ENISA to Cloud Service Providers: Define "Availability"

How many 9s have cloud service providers offered you lately with respect to their service availability? Yesterday, as part of its effort to help put Europe back on track with cloud services adoption, ENISA – the public agency responsible for the security of Europe’s information services – published a new set of surprisingly legible recommendations for not just public-sector firms, but private sector firms as well, on how to evaluate a cloud service provider’s (CSP) performance during a security event and determine whether it’s living up to the terms spelled out by their SLAs.

ENISA interviewed both American and European sources for its research. And in a refreshing act of globalization, the agency credits the U.S. government – the very creator of the Patriot Act blamed for keeping Europe on the dark side of the cloud – with initiating the trend away from periodic security reviews and toward continuous monitoring.

“Both the CSP and the customer must be able to respond to changes in the threat environment on a continuous basis. It is essential to monitor the on-going implementation of security controls and the fulfillment of key security objectives,” reads the ENISA report, entitled “Procure Secure” (PDF available here). “This is also described as a priority in the US government’s 2010 report on the implementation of the federal information security management act (FISMA). The report notes a shift in strategy ‘from periodic security reviews to continuously monitoring and remediating IT security vulnerabilities.'”

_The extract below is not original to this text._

PR #1541, opened 2025-03-25
Remove closure compile hack when running `npm ci`

sbc100:
See https://chromium.googlesource.com/emscripten-releases/+/2ee2f60605a7774b4e194c235e372c29973038ab

### DIFF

The typical legislative stance toward performance monitoring, especially in the U.S., leans toward periodic review. How else, legislators often reason, does one decide when to publish the interim and final reports? But the ENISA report suggests not only that businesses move away from this sort of cyclical motion, but embrace the notion of real-time continuous monitoring even before moment one. In fact, ENISA suggests that businesses only allow prospective CSP bidders to approach them during the Request for Proposals (RfP) phase with clear definitions in hand of the metrics they allow their customers to use to evaluate their performance.

Most importantly, ENISA says, businesses should nail down what the CSP means by “availability.” In many cases, a service may be “up,” from the CSP’s point of view, even though it’s not really responsive. And if it is responsive, and the response is no more than a very fancy 404, then that might be considered “up” too.

Ideally, the document proposes, a CSP should present “a target percentage of total operational time or requests, for which a service should be considered available over a given period (typically a month or a year).” And by “service,” the CSP should be clear. The concept should include a finite number of core functions for which an HTTP request may be placed, and the service should respond. When it fails to respond, how long a period of time elapsed before it’s declared a failure? Five minutes? An hour? A day? And for the customer’s own edification, how many service requests may be reliably placed (the “sample size”) before that target percentage starts to break down? ENISA warns this should be a moderate number – not too low or it’s meaningless, but also not too high lest “extreme events” fail to be taken into account.

“Procure Secure” states that CSPs should provide their customers not just with an availability percentage, but a metric called the recovery time objective (RTO). You’ll be hearing more about this metric as we talk more and more about resilience principles in cloud architectures. Here’s why it matters: Both public and private IaaS cloud systems enable customers to deploy “warm stand-by” services – literally VMs that are up-and-running, but doing nothing but waiting. They’re waiting for a significant failure event, in which case they can cut in.

So if a CSP offers an RTO of, say, one minute, you may want to consider a deployment that lets your warm stand-bys kick in after no shorter period a time than 60 seconds. Banking customers, ENISA notes, just don’t want to wait longer than a minute. But if that RTO is shorter, you may not need those stand-bys after all. Still, the report says, it’s important for businesses to make bidding CSPs specify what they’re talking about, especially because services to them and services to customers mean very different things.

“In applying RTO metrics, it is very important to understand exactly what recovery applies to and how it relates to service delivery,” states the report. “In an IaaS environment, the provider is likely to provide recovery time objectives for system components, rather than at the overall system level. For example, if an IaaS provider specifies an RTO for storage volume availability, it could be relatively long, on the assumption that the customer will be using multiple redundant volumes in a RAID configuration and can use this to offer a much more resilient service to its own customers. On the other hand, if the same provider specifies an RTO for the storage volume provisioning system, this might be relatively shorter because the customer cannot apply appropriate elasticity measures when the storage volume provisioning system is down. An IaaS provider would typically design a service with the expectation that the customer will build a resilient system using less resilient components.”

The ENISA report closes with an exhaustive eight-page checklist full of questions that every prospective cloud customer should ask. For example, “What do log management and forensics mean for your organization and your risks?” Breaking this down, the checklist reminds you to consider whether your logs are important to the law enforcement agencies in your area. (This is a valid question whether you’re American or European.) And here’s a favorite of mine: “What metrics and reporting are in place to support monitoring incident response?” When an incident is responded to by some automated system, does that count as “response?” And are you allowed to monitor the impact that the response had on the incident – did it mitigate the damage? Did the CSP take too long to respond? And does the CSP owe you a refund for tardy response times? As many variables play into the modern notion of “up-time,” you need to take account of every last one.